What this task involves:
Return, from the listing below, every line that includes "functions".

======

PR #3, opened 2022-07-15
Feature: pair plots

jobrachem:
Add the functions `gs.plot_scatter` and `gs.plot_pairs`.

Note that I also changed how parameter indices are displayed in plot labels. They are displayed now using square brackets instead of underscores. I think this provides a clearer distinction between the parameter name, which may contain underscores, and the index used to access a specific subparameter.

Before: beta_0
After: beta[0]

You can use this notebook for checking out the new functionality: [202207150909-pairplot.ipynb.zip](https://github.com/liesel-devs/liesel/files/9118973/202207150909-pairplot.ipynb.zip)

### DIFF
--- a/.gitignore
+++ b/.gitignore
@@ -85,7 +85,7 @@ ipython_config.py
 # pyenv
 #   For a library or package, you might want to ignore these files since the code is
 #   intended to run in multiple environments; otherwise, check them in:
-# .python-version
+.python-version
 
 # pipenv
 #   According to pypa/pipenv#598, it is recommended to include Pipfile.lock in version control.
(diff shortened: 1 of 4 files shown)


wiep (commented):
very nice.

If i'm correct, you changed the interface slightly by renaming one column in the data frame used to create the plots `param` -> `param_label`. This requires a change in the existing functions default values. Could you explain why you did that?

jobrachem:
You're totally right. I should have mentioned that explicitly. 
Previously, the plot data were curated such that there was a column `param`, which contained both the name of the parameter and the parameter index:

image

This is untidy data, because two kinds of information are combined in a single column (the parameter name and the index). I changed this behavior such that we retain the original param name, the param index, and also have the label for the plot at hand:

======

Solution for this task:
Add the functions `gs.plot_scatter` and `gs.plot_pairs`.
If i'm correct, you changed the interface slightly by renaming one column in the data frame used to create the plots `param` -> `param_label`. This requires a change in the existing functions default values. Could you explain why you did that?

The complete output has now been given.